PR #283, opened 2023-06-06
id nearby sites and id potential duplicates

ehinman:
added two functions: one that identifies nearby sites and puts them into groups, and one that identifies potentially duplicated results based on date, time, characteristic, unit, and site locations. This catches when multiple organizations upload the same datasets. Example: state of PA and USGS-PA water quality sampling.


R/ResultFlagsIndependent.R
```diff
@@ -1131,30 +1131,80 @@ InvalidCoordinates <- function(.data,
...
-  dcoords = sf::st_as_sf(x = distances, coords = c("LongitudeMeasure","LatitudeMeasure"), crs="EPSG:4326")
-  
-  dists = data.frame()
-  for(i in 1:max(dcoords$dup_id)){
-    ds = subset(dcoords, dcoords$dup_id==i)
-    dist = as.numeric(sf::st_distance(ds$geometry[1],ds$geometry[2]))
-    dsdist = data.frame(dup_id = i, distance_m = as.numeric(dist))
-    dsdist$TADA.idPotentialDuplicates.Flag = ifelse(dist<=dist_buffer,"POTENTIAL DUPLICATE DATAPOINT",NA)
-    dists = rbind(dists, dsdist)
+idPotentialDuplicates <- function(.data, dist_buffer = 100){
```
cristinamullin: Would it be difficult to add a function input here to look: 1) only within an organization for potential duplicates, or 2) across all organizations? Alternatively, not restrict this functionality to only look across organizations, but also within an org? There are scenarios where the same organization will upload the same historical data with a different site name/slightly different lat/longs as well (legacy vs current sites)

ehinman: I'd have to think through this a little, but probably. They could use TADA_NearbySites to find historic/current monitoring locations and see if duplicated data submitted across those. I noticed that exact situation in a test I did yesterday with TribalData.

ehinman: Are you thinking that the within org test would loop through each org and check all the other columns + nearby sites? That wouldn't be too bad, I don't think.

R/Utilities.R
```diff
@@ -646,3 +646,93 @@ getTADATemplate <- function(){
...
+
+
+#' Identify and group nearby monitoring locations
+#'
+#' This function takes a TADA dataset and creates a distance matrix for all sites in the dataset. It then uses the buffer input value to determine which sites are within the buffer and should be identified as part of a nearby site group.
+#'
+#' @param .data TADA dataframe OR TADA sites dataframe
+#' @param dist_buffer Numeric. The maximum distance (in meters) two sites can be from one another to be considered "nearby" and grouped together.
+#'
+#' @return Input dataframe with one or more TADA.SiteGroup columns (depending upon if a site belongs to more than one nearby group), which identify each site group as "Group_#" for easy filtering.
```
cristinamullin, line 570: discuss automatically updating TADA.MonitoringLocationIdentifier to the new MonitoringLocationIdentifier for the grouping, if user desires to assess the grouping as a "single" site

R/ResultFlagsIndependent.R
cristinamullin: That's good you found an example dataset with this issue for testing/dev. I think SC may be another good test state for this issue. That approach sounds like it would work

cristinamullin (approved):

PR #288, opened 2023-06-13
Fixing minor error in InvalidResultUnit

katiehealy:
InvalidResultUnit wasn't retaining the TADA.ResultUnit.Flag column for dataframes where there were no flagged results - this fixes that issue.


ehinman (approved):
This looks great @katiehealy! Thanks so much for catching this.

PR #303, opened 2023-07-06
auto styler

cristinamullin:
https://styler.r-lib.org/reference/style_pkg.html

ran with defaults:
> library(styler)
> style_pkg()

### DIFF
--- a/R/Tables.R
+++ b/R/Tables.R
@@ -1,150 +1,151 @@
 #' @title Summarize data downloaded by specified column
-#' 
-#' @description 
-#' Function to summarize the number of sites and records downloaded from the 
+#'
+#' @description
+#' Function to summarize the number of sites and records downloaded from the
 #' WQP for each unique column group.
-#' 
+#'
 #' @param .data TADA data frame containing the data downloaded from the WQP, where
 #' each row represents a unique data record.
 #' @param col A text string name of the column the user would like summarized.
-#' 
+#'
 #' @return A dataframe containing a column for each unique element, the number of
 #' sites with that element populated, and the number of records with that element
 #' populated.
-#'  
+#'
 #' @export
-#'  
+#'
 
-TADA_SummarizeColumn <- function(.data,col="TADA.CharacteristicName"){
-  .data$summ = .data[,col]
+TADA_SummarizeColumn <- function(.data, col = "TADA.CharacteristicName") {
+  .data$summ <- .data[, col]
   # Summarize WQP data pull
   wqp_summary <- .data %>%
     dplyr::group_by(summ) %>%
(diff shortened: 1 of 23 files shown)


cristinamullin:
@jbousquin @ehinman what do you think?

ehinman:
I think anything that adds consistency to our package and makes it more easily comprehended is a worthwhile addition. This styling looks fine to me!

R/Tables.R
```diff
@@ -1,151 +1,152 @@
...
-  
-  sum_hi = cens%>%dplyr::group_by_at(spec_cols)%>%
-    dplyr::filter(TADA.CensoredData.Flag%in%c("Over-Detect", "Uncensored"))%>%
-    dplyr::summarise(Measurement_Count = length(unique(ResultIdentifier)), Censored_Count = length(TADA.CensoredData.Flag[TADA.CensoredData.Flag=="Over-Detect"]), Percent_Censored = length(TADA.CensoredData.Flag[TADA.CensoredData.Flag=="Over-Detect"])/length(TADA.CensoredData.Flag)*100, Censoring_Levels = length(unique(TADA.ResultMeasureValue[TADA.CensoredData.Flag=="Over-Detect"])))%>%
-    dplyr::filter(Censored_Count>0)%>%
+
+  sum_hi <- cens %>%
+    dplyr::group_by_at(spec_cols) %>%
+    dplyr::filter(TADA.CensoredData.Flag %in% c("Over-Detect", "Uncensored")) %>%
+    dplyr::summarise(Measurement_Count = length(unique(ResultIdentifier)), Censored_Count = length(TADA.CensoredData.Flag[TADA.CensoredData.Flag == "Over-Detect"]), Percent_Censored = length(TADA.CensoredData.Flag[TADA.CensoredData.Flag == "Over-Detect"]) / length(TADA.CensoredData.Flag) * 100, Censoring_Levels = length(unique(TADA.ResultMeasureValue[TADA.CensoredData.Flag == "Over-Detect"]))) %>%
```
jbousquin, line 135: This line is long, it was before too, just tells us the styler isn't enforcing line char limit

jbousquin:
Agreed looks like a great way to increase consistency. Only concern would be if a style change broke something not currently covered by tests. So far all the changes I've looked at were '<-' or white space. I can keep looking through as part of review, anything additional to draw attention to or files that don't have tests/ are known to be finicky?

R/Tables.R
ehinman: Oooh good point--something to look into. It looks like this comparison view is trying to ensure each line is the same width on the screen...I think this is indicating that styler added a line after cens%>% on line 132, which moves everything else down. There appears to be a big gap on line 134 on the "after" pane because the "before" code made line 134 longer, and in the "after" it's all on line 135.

### TRY IT
All of the data above should be reproduced verbatim.

### ANSWER FOR THE TASK
PR #283, opened 2023-06-06
id nearby sites and id potential duplicates

ehinman:
added two functions: one that identifies nearby sites and puts them into groups, and one that identifies potentially duplicated results based on date, time, characteristic, unit, and site locations. This catches when multiple organizations upload the same datasets. Example: state of PA and USGS-PA water quality sampling.


R/ResultFlagsIndependent.R
```diff
@@ -1131,30 +1131,80 @@ InvalidCoordinates <- function(.data,
...
-  dcoords = sf::st_as_sf(x = distances, coords = c("LongitudeMeasure","LatitudeMeasure"), crs="EPSG:4326")
-  
-  dists = data.frame()
-  for(i in 1:max(dcoords$dup_id)){
-    ds = subset(dcoords, dcoords$dup_id==i)
-    dist = as.numeric(sf::st_distance(ds$geometry[1],ds$geometry[2]))
-    dsdist = data.frame(dup_id = i, distance_m = as.numeric(dist))
-    dsdist$TADA.idPotentialDuplicates.Flag = ifelse(dist<=dist_buffer,"POTENTIAL DUPLICATE DATAPOINT",NA)
-    dists = rbind(dists, dsdist)
+idPotentialDuplicates <- function(.data, dist_buffer = 100){
```
cristinamullin: Would it be difficult to add a function input here to look: 1) only within an organization for potential duplicates, or 2) across all organizations? Alternatively, not restrict this functionality to only look across organizations, but also within an org? There are scenarios where the same organization will upload the same historical data with a different site name/slightly different lat/longs as well (legacy vs current sites)

ehinman: I'd have to think through this a little, but probably. They could use TADA_NearbySites to find historic/current monitoring locations and see if duplicated data submitted across those. I noticed that exact situation in a test I did yesterday with TribalData.

ehinman: Are you thinking that the within org test would loop through each org and check all the other columns + nearby sites? That wouldn't be too bad, I don't think.

R/Utilities.R
```diff
@@ -646,3 +646,93 @@ getTADATemplate <- function(){
...
+
+
+#' Identify and group nearby monitoring locations
+#'
+#' This function takes a TADA dataset and creates a distance matrix for all sites in the dataset. It then uses the buffer input value to determine which sites are within the buffer and should be identified as part of a nearby site group.
+#'
+#' @param .data TADA dataframe OR TADA sites dataframe
+#' @param dist_buffer Numeric. The maximum distance (in meters) two sites can be from one another to be considered "nearby" and grouped together.
+#'
+#' @return Input dataframe with one or more TADA.SiteGroup columns (depending upon if a site belongs to more than one nearby group), which identify each site group as "Group_#" for easy filtering.
```
cristinamullin, line 570: discuss automatically updating TADA.MonitoringLocationIdentifier to the new MonitoringLocationIdentifier for the grouping, if user desires to assess the grouping as a "single" site

R/ResultFlagsIndependent.R
cristinamullin: That's good you found an example dataset with this issue for testing/dev. I think SC may be another good test state for this issue. That approach sounds like it would work

cristinamullin (approved):

PR #288, opened 2023-06-13
Fixing minor error in InvalidResultUnit

katiehealy:
InvalidResultUnit wasn't retaining the TADA.ResultUnit.Flag column for dataframes where there were no flagged results - this fixes that issue.


ehinman (approved):
This looks great @katiehealy! Thanks so much for catching this.

PR #303, opened 2023-07-06
auto styler

cristinamullin:
https://styler.r-lib.org/reference/style_pkg.html

ran with defaults:
> library(styler)
> style_pkg()

### DIFF
--- a/R/Tables.R
+++ b/R/Tables.R
@@ -1,150 +1,151 @@
 #' @title Summarize data downloaded by specified column
-#' 
-#' @description 
-#' Function to summarize the number of sites and records downloaded from the 
+#'
+#' @description
+#' Function to summarize the number of sites and records downloaded from the
 #' WQP for each unique column group.
-#' 
+#'
 #' @param .data TADA data frame containing the data downloaded from the WQP, where
 #' each row represents a unique data record.
 #' @param col A text string name of the column the user would like summarized.
-#' 
+#'
 #' @return A dataframe containing a column for each unique element, the number of
 #' sites with that element populated, and the number of records with that element
 #' populated.
-#'  
+#'
 #' @export
-#'  
+#'
 
-TADA_SummarizeColumn <- function(.data,col="TADA.CharacteristicName"){
-  .data$summ = .data[,col]
+TADA_SummarizeColumn <- function(.data, col = "TADA.CharacteristicName") {
+  .data$summ <- .data[, col]
   # Summarize WQP data pull
   wqp_summary <- .data %>%
     dplyr::group_by(summ) %>%
(diff shortened: 1 of 23 files shown)


cristinamullin:
@jbousquin @ehinman what do you think?

ehinman:
I think anything that adds consistency to our package and makes it more easily comprehended is a worthwhile addition. This styling looks fine to me!

R/Tables.R
```diff
@@ -1,151 +1,152 @@
...
-  
-  sum_hi = cens%>%dplyr::group_by_at(spec_cols)%>%
-    dplyr::filter(TADA.CensoredData.Flag%in%c("Over-Detect", "Uncensored"))%>%
-    dplyr::summarise(Measurement_Count = length(unique(ResultIdentifier)), Censored_Count = length(TADA.CensoredData.Flag[TADA.CensoredData.Flag=="Over-Detect"]), Percent_Censored = length(TADA.CensoredData.Flag[TADA.CensoredData.Flag=="Over-Detect"])/length(TADA.CensoredData.Flag)*100, Censoring_Levels = length(unique(TADA.ResultMeasureValue[TADA.CensoredData.Flag=="Over-Detect"])))%>%
-    dplyr::filter(Censored_Count>0)%>%
+
+  sum_hi <- cens %>%
+    dplyr::group_by_at(spec_cols) %>%
+    dplyr::filter(TADA.CensoredData.Flag %in% c("Over-Detect", "Uncensored")) %>%
+    dplyr::summarise(Measurement_Count = length(unique(ResultIdentifier)), Censored_Count = length(TADA.CensoredData.Flag[TADA.CensoredData.Flag == "Over-Detect"]), Percent_Censored = length(TADA.CensoredData.Flag[TADA.CensoredData.Flag == "Over-Detect"]) / length(TADA.CensoredData.Flag) * 100, Censoring_Levels = length(unique(TADA.ResultMeasureValue[TADA.CensoredData.Flag == "Over-Detect"]))) %>%
```
jbousquin, line 135: This line is long, it was before too, just tells us the styler isn't enforcing line char limit

jbousquin:
Agreed looks like a great way to increase consistency. Only concern would be if a style change broke something not currently covered by tests. So far all the changes I've looked at were '<-' or white space. I can keep looking through as part of review, anything additional to draw attention to or files that don't have tests/ are known to be finicky?

R/Tables.R
ehinman: Oooh good point--something to look into. It looks like this comparison view is trying to ensure each line is the same width on the screen...I think this is indicating that styler added a line after cens%>% on line 132, which moves everything else down. There appears to be a big gap on line 134 on the "after" pane because the "before" code made line 134 longer, and in the "after" it's all on line 135.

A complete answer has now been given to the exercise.